Question:
I was wondering if anyone at Argonne was studying the brain or
learning processes in which chaos (or tortuosity of state-space) plays a role
in the "trial" part of trial-and-error learning. I have thought that maybe
the state-space of activity in the brain might tend to be more tortuous (and
thus variable) in regions of state-space that are unfamiliar, or where
experience has not taken the state of the system yet. If experience is the
tracking of system state through this space, and if Hebbian associative
learning "convergences" experience paths through the space (making these paths
themselves into attractors), then learning might "dechaoticize" the areas
around these experienced paths, making them repeatable and reliable in
activity. So "trial" would only be necessary (and possible) in unfamiliar
circumstances, and learning would "iron out" the trial in favor of giving the
system the ability to converge on (or be attracted to) familiar states in
familiar situations. That might account for classical or perceptual
conditioning, but what about operant or behavioral conditioning? I think that
if a central reward signal was available to the system, that the amount of
association taking place should be proportional to reward. Then the system
will learn more and retain more function from favorable situations than
unfavorable ones.
Replies:
I am not at Argonne but. . . It is an interesting idea (if I
understand it correctly).
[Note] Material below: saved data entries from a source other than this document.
PR #655, opened 2026-08-18
test: run cyclonus + integration suites on IPv4 and IPv6 in parallel

yash97:
## What

Make the `/test cyclonus` PR gate exercise **both IPv4 and IPv6** clusters in parallel, and broaden per-leg suite coverage.

Today the gate creates a single IPv4-only cluster and runs cyclonus + the policy suite. This adds a parallel IPv6 leg and runs the ebpf, clusternetworkpolicy, and strict suites too.

## Changes

**`.github/workflows/pr-cyclonus-tests.yaml`**
- Matrix `ip-family: [IPv4, IPv6]` with `fail-fast: false` — the two legs run in parallel and independently.
- One cluster per family via an eksctl **config file** (`kubernetesNetworkConfig.ipFamily` + `iam.withOIDC`, required for IPv6) with deterministic names `cyclonus-pr-<PR#>-<family>`.
- Single shared image build; each leg posts its own labeled comment: **`Cyclonus Test Results (IPv4/IPv6): ✅/❌`**.
- Per-PR `concurrency` group (queue, don't cancel) so overlapping comments can't collide on the cluster name; `timeout-minutes: 180` on the test job.

**`scripts/run-cyclonus-tests.sh`**
- Opt-in `RUN_EBPF_TESTS` and `RUN_CLUSTER_NETWORK_POLICY_TESTS` flags (default `false`, so `make run-cyclonus-test` / `update-image-and-test` are unaffected), plus existing `ENABLE_STRICT_MODE`.
- All suites run through a shared `run_ginkgo_suite` helper (dedups four near-identical ginkgo invocations). Strict runs **last** (it mutates `aws-node` to strict enforcement).

## Per-leg coverage

| Leg | Suites |
|---|---|
| **IPv4** | cyclonus + policy + ebpf + clusternetworkpolicy + strict |
| **IPv6** | cyclonus + policy + clusternetworkpolicy + strict (ebpf self-skips — AF_PACKET is IPv4-only) |

## Testing

- `bash -n` on the script and YAML parse on the workflow: clean.
- Suite dir → binary-name mapping verified (`ebpf.test`, `clusternetworkpolicy.test` match `make build-test-binaries`).
- Note: `issue_comment` workflows run the **default-branch** definition, so `/test cyclonus` can only exercise this new logic **after merge**. First post-merge run should confirm: IPv6 pods get IPv6 addresses, `aws-node` retains `ENABLE_IPv6=true` after the addon update, and the ClusterNetworkPolicy suite finds its CRD on the managed cluster.

### DIFF
--- a/.github/workflows/pr-cyclonus-tests.yaml
+++ b/.github/workflows/pr-cyclonus-tests.yaml
@@ -3,6 +3,10 @@ name: PR Cyclonus Tests
 on:
   issue_comment:
     types: [created]
+  # Manual trigger — run from any branch to exercise THAT branch's workflow
+  # definition (e.g. to validate this workflow on an upstream test branch
+  # before merging to main, without the /test cyclonus comment path).
+  workflow_dispatch:
 
 permissions:
   id-token: write
@@ -10,11 +14,11 @@ permissions:
   pull-requests: write
   issues: write
 
-# Serialize runs per PR so overlapping `/test cyclonus` comments cannot collide
-# on the deterministic cluster name (create-vs-delete race). Queue rather than
-# cancel — cancelling mid-run would leak clusters.
+# Serialize per PR (comment path) so overlapping `/test cyclonus` comments can't
+# collide on the deterministic cluster name; dispatch runs key on run_id so each
+# is independent. Queue rather than cancel — cancelling mid-run leaks clusters.
 concurrency:
-  group: cyclonus-tests-${{ github.event.issue.number }}
+  group: cyclonus-tests-${{ github.event.issue.number || github.run_id }}
   cancel-in-progress: false
 
 env:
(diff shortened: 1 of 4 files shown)


.github/workflows/pr-cyclonus-tests.yaml
```diff
@@ -140,13 +110,20 @@ jobs:
...
-  run-cyclonus:
-    needs: [check-trigger, create-cluster, build-image]
-    if: always() && needs.create-cluster.result == 'success' && needs.build-image.result == 'success'
+  # One leg per IP family. Each leg creates its own cluster, runs the full
+  # suite set, and posts a family-labeled results comment. fail-fast: false so
+  # an IPv6 failure does not cancel the IPv4 leg (and vice versa).
+  cyclonus:
+    needs: [check-trigger, build-image]
     runs-on: ubuntu-latest
+    timeout-minutes: 180
```
Pavani-Panakanti: 180 min is not enough for cyclonus tests ?

.github/workflows/pr-cyclonus-tests.yaml
```diff
@@ -161,6 +138,41 @@ jobs:
...
+          apiVersion: eksctl.io/v1alpha5
+          kind: ClusterConfig
+          metadata:
+            name: ${CLUSTER_NAME}
+            region: ${REGION}
+            version: "${K8S_VERSION}"
+          iam:
+            withOIDC: true
+          kubernetesNetworkConfig:
+            ipFamily: ${IP_FAMILY}
```
Pavani-Panakanti, line 162: where are we taking care of patching np agent with enable ipv6 true flag in the PR ?

.github/workflows/pr-cyclonus-tests.yaml
```diff
@@ -79,45 +85,9 @@ jobs:
             await github.rest.issues.createComment({
               ...context.repo,
               issue_number: context.issue.number,
-              body: `✅ Cyclonus tests triggered by @${context.actor} for \`${requestedSHA}\`. [View run](${context.serverUrl}/${context.repo.owner}/${context.repo.repo}/actions/runs/${context.runId})`
+              body: `✅ Cyclonus tests (IPv4 + IPv6) triggered by @${context.actor} for \`${requestedSHA}\`. [View run](${context.serverUrl}/${context.repo.owner}/${context.repo.repo}/actions/runs/${context.runId})`
```
Pavani-Panakanti, line 88: Looks like the cyclonus workflow on this PR used main yaml and not the PR one - "✅ Cyclonus tests triggered by @yash97 for 5554aae99b92a58599cdaf32b0b4a80869b1493e. [View run](https://github.com/aws/aws-network-policy-agent/actions/runs/32195500688)"
Want to confirm this was tested in other ways ?

yash97: oh yeah i just tested cyclonus script with against ipv6.

.github/workflows/pr-cyclonus-tests.yaml
```diff
@@ -233,4 +258,4 @@ jobs:
           role-duration-seconds: 3600
 
       - name: Delete EKS cluster
-        run: eksctl delete cluster --name $CLUSTER_NAME --region $REGION
+        run: eksctl delete cluster --name $CLUSTER_NAME --region $REGION --disable-nodegroup-eviction || echo "cluster delete failed or cluster not found"
```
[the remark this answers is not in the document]
yash97: Fixed in `0a861e1` — the delete step now retries genuine failures (up to 3x) and only treats a real `ResourceNotFoundException` as already-deleted, so auth/throttling/dependency errors surface instead of being masked as success.

.github/workflows/pr-cyclonus-tests.yaml
yash97: Good catch — bumped to 330 min in `0a861e1`. cyclonus alone runs ~3h; a full leg (cyclonus + policy + ebpf + clusternetworkpolicy + strict + cluster setup) is ~4-4.5h, and 330 stays under the 6h credential / GitHub job cap.

.github/workflows/pr-cyclonus-tests.yaml
yash97: `--enable-ipv6=true` is set automatically by the managed vpc-cni addon on an IPv6 cluster, and `kubectl set image` only swaps the image (preserving the container args), so the flag is preserved — verified on a manual IPv6 run. One risk that run surfaced: eksctl 0.223.0 did not attach `AmazonEKS_CNI_IPv6_Policy` to the vpc-cni addon IRSA role, which failed the IPv6 nodegroup join. CI installs the latest eksctl (0.230.0), which handles addon IAM via Pod Identity and may not reproduce it — we will confirm on the first real IPv6 leg and add the policy to the cluster config if it does.

go.mod
```diff
@@ -1,6 +1,6 @@
 module github.com/aws/aws-network-policy-agent
 
-go 1.26.5
+go 1.26.6
```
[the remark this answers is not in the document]
yash97: go.mod now matches main (`go 1.26.6` via #658 merged into this branch), so there is no PR-specific go.mod change remaining. `.go-version` (`1.26`) resolves to the same 1.26.x, so the build and govulncheck jobs stay consistent.

Pavani-Panakanti (approved):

In an abstract way I suppose that is how neural
networks are supposed to work - they go from a completely random state with
random (Chaotic) output upon specified inputs to more specific output once
learning has taken place. I think I have seen this described as energy minima
in the neural net and because of the present sophistication of neural nets
that is most like classical conditioning. In behavioral conditioning the
brain learns by reward or punishment to a previous response. Some people are
looking at models that incorporate state dependent responses (that are
contingent on a previous stimuli as well as the present one). I have not seen
this used to let the net program itself (enhance learning). My guess is that
the reason for this is in how much more computational power is required to
adjust neural nets in their current form. As some of my colleagues have noted
this is one of the weaknesses of neural networks in their current form. The
brain does not appear to need to take up excessive amounts of processing
capacity in order to adjust its net to new learned information.